Sam Bankman-Fried, chief executive of digital asset exchange FTX, said his efforts to bail out companies during the crypto market downturn have had “mixed” results.

The 30-year-old billionaire engineered deals worth about $1 billion to backstop struggling companies after the prices of cryptocurrencies like Bitcoin declined sharply in the spring and summer. Not all of these bailouts had a happy ending, Bankman-Fried said in an interview on Bloomberg’s “David Rubenstein Show: Peer-to-Peer Conversations.”

“I think some were going to turn out to be profitable, some won't be,” Bankman-Fried said. “We had to make snap judgment calls.”

He pointed to a deal struck in June with troubled crypto lender Voyager Digital Ltd. as one that went badly. Alameda Research, the crypto trading firm that Bankman-Fried founded, offered a $485 million loan to Voyager, but it wasn’t enough to keep the company from filing for bankruptcy in July.

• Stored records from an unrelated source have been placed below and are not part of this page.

PR #100, opened 2020-02-04
Read lock used

bokimilinkovic:
What are we doing here, is adding one more method against postgres 'FindBookByIDForUpdate' . We are doing this so we can avoid non-consistent reading from data base. If we get 2 request for borrowing book at a same time, both of them can pass, and we want to avoid that.
If we have 2 threads hitting the same endpoint, if 1 thread has a read lock on a row/table, no thread can update/insert/delete data from that table. The write transaction should wait for read locks to finish reading.

### DIFF
--- a/interactor/store.go
+++ b/interactor/store.go
@@ -16,4 +16,5 @@ type Store interface {
 	Transaction() Store
 	Commit() error
 	Rollback()
+	FindByIdSelectUpdate(int) (*model.Book, error)
 }
--- a/interactor/store.go
+++ b/interactor/store.go
@@ -16,5 +16,5 @@ type Store interface {
 	Transaction() Store
 	Commit() error
 	Rollback()
-	FindByIdSelectUpdate(int) (*model.Book, error)
+	FindBookByIDForUpdate(int) (*model.Book, error)
 }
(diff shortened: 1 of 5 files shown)


interactor/store.go
```diff
@@ -16,4 +16,5 @@ type Store interface {
 	Transaction() Store
 	Commit() error
 	Rollback()
+	FindByIdSelectUpdate(int) (*model.Book, error)
```
sfqi: `FindBookByIDForUpdate`

repository/postgres/postgres.go
```diff
@@ -134,3 +134,11 @@ func (store *Store) Commit() error {
 func (store *Store) Rollback() {
 	store.db.Rollback()
 }
+
+func (store *Store) FindByIdSelectUpdate(bookID int) (*model.Book, error) {
+	var book model.Book
+	if err := store.db.Set("gorm:query_option", "FOR UPDATE").First(&model.Book{}, bookID).Scan(&book).Error; err != nil {
```
sfqi: Can't we do `.First(&book, bookID).Error`?

`bookID` -> 'id'

sfqi:
@bokimilinkovic Could you write a description of the PR so that @StefanGajic & @zzokki81 can have a better idea of what is being done - and why it's being done?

Bankman-Fried said he had higher hopes for other deals he was involved with, including one with BlockFi Inc. FTX US, the American affiliate of FTX, agreed to provide a $400 million revolving credit facility to BlockFi and gained the option to buy the crypto lending platform outright.

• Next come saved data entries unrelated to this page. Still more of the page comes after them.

PR #106, opened 2020-02-07
Replaced t.Fatal with require

zzokki81:
https://trello.com/c/sow9PoLY/143-replace-tfatal-with-require

### DIFF
--- a/handler/bookhandler_test.go
+++ b/handler/bookhandler_test.go
@@ -52,7 +52,7 @@ func TestIndex(t *testing.T) {
 
 		req, err := http.NewRequest("GET", "/books", nil)
 		if err != nil {
-			t.Fatal(err)
+			require.NoError(err)
 		}
 
 		rr := httptest.NewRecorder()
@@ -95,7 +95,7 @@ func TestIndex(t *testing.T) {
 
 		req, err := http.NewRequest("GET", "/books", nil)
 		if err != nil {
-			t.Fatal(err)
+			require.NoError(err)
 		}
 
 		rr := httptest.NewRecorder()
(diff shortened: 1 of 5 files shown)


handler/bookhandler_test.go
```diff
@@ -52,7 +52,7 @@ func TestIndex(t *testing.T) {
 
 		req, err := http.NewRequest("GET", "/books", nil)
 		if err != nil {
-			t.Fatal(err)
+			require.NoError(err)
 		}
```
sfqi: you don't need to check whether the error is nil in order to use `require.NoError`

middleware/bookloader_test.go
```diff
@@ -50,31 +53,29 @@ func TestGetBook(t *testing.T) {
 		req, err := http.NewRequest("GET", "/{id}", nil)
 		params := map[string]string{"id": "6"}
 		req = mux.SetURLVars(req, params)
-		if err != nil {
-			t.Fatal(err)
-		}
+
+		require.NoError(err)
```
sfqi: move this two lines up (right after `req, err := http.NewRequest("GET", "/{id}", nil)`)

middleware/bookloader_test.go
```diff
@@ -50,31 +53,29 @@ func TestGetBook(t *testing.T) {
...
-		bookLoader := middleware.BookLoader{}
+		bookLoader := middleware.BookLoader{Logger: log.New()}
 
 		req, err := http.NewRequest("GET", "/{id}", nil)
 		params := map[string]string{"id": "1"}
 		req = mux.SetURLVars(req, params)
-		if err != nil {
-			t.Fatal(err)
-		}
+		require.NoError(err)
```
sfqi: two lines up

PR #107, opened 2020-02-14
Fix seeding for users

zzokki81:


sfqi:
I'm a bit confused, what was the motivation and reasoning behind those changes?

zzokki81:
> I'm a bit confused, what was the motivation and reasoning behind those changes?

Every time when we start main.go in seed, book and loan will put data in database.. but for user not, it always remain empty...

seed/main.go
```diff
@@ -56,41 +41,50 @@ var users = []*model.User{
...
 		Email:     "john@smith.com",
 		Name:      "John",
-		LastName:  "Smith",
+		Lastname:  "Smith",
 		CreatedAt: time.Time{},
 		UpdatedAt: time.Time{},
 	},
 }
 
-func areTablesEmpty(db *gorm.DB) error {
```
StefanGajic: why did you remove this?

seed/main.go
```diff
@@ -108,47 +102,21 @@ func main() {
 		panic(err)
 	}
 	defer store.Close()
-
-	tx := store.DB().Begin()
```
StefanGajic: why did you remove transactions?

seed/main.go
```diff
@@ -108,47 +102,21 @@ func main() {
...
-
-	defer func() {
-		store.Close()
-		if r := recover(); r != nil {
-			fmt.Println(r.(error))
-			tx.Rollback()
-		}
-	}()
-
-	if err = areTablesEmpty(store.DB()); err != nil {
```
StefanGajic: this is something we need to check if tables are empty

PR #150, opened 2018-07-24
only add mode: count if it doesn't already exist

jmrodri:


jmrodri:
Fixes test-coverage-html target, we were sometimes putting multiple mode: count headers which caused it to error out

djzager (approved):

PR #156, opened 2018-07-27
Add galaxy_url parameter to object

djzager:
Since the galaxy URL is configurable, we need to pass the server URL into the APB at runtime.


eriknelson (approved):
LGTM

djzager:
I was able to build a broker and test this with `apb-base:canary`. The broker properly passes the `galaxy_url` and the updated `apb-base` uses that URL for downloading the role.

jmrodri (approved):
VISIACK

PR #161, opened 2018-08-08
Bug 1583049 - Add metrics

eriknelson:
* Updates Gopkg.lock
* Fixes tests based on new deps

### DIFF
--- a/metrics/metrics.go
+++ b/metrics/metrics.go
@@ -1,0 +1,91 @@
+//
+// Copyright (c) 2018 Red Hat, Inc.
+//
+// Licensed under the Apache License, Version 2.0 (the "License");
+// you may not use this file except in compliance with the License.
+// You may obtain a copy of the License at
+//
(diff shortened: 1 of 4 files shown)


djzager (approved):

metrics/metrics.go
```diff
@@ -0,0 +1,91 @@
...
+		err := prom.Register(collector)
+		if err != nil {
+			log.Errorf("unable to register collector with prometheus: %v", err)
+		}
+	})
+}
+
+// SandboxCreated - Counter for how many sandbox created.
+func SandboxCreated() {
+	if collector != nil {
```
shawn-hurley: I think that I would want to know if the collector is nil and I am not collecting metrics. I think the `recover..Panic` should capture that so we may want to remove this?

shawn-hurley (changes requested):
Small nit

shawn-hurley (approved):

PR #164, opened 2018-08-15
Bug 1613238 - Fix oauth client proxy

eriknelson:
Since our oauth client is configuring its own Transport, it's overriding the default proxy strategy. This fix ensures we explicitly consume the proxy config from the environment, which is normally the default Transport's proxy strategy.


jmrodri (approved):
ACK

mhrivnak (approved):

PR #167, opened 2018-08-28
Bug 1613238 - Ensure we pass a path to client.NewRequest

eriknelson:
We had an inconsistency where NewRequest was used in the apiv2 adapter,
we were passing in a full URL including the hostname instead of just the
path (which is what NewRequest expected). This caused the scheme://host
to be prefixed twice. Apparently http.client.Do was able to sanitize
this in some way with an implicit Parse call, but the problem came to
light when the URL was passed to a proxy to execute, and it wasn't
cleaned.

### DIFF
--- a/registries/adapters/apiv2_adapter.go
+++ b/registries/adapters/apiv2_adapter.go
@@ -29,10 +29,10 @@ import (
 )
 
 const (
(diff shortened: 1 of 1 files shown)


jmrodri (approved):
seems to make sense

dymurray (approved):
Worked for me outside of proxy env

PR #170, opened 2018-08-31
Bug 1623331 - Consider empty proxy vars as not configured.

jmrodri:
Setting HTTP(S)_PROXY to empty string will be considered as present in
the environment even if they are empty. But having empty values means
there is no proxy. This could be considered a misconfiguration so we log
a warning. Then we return nil as we don't want to set an improper proxy
configuration.

### DIFF
--- a/bundle/executor_test.go
+++ b/bundle/executor_test.go
@@ -18,7 +18,11 @@ package bundle
 
 import (
 	"errors"
+	"os"
 	"testing"
+
+	"github.com/automationbroker/bundle-lib/runtime"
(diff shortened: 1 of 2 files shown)


bundle/executor_test.go
```diff
@@ -91,3 +95,88 @@ func TestExecutor(t *testing.T) {
 		})
 	}
 }
+
+func TestGetProxyConfig(t *testing.T) {
```
eriknelson, line 99: :tada:

eriknelson (approved):

dymurray (approved):

PR #171, opened 2018-09-06
Bug 1625969 - Add metadata label check for local registry

dymurray:
This was a weird bug. Basically the RH build system is putting the APB spec in the images metadata that populates itself in the OpenShift API differently. For some reason when you retag the images from the puddle and put them in the internal registry, the `containerConfig` section of the metadata has the `com.redhat.apb.runtime` label not but the `com.redhat.apb.spec` label. The `config` section of the metadata has both labels.

This is different than if you were to follow our recommended development guide where you create buildconfigs and imagestreams yourself. Because of this I put a check to see if the label exists in `containerConfig` and if not check `Config`. 

The other nice thing about this fix is that before we weren't even checking if the label was set to `""` so this will error out nicely even if the spec is missing in both.

### DIFF
--- a/registries/adapters/local_openshift_adapter.go
+++ b/registries/adapters/local_openshift_adapter.go
@@ -42,6 +42,7 @@ type containerConfig struct {
 
 type imageMetadata struct {
 	ContainerConfig containerConfig `json:"ContainerConfig"`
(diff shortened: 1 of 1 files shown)


jmontleon (approved):
ACK.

BlockFi had “just sort of burned through their runway, had a functional business with a strong team and just needed more cash to be able to operate effectively going forward,” Bankman-Fried said.

He said his backstopping, which earned him comparisons to John Pierpont Morgan in the 1907 banking crisis, was fueled in part by FTX’s profitability and fundraising, and had the ultimate goal of supporting companies in the industry, rather than only “maximizing on deals.”

In the interview, Bankman-Fried said he often goes to Washington to lobby Congress on behalf of the crypto industry. There are still big questions about whether the Securities and Exchange Commission or the Commodity Futures Trading Commission will claim authority over the crypto space. Bankman-Fried said he’d be fine with either regulator taking charge.

“What we've tried really hard to do over the last year is get the industry to a place where it is happy to accept sensible regulation,” he said, noting that he believes tensions have cooled somewhat between regulators and the digital currency companies.

As for the crypto winter, even as the price of Bitcoin has slipped below $20,000, he noted that things could have been worse. He said he isn’t “super worried” about the industry imploding anytime soon.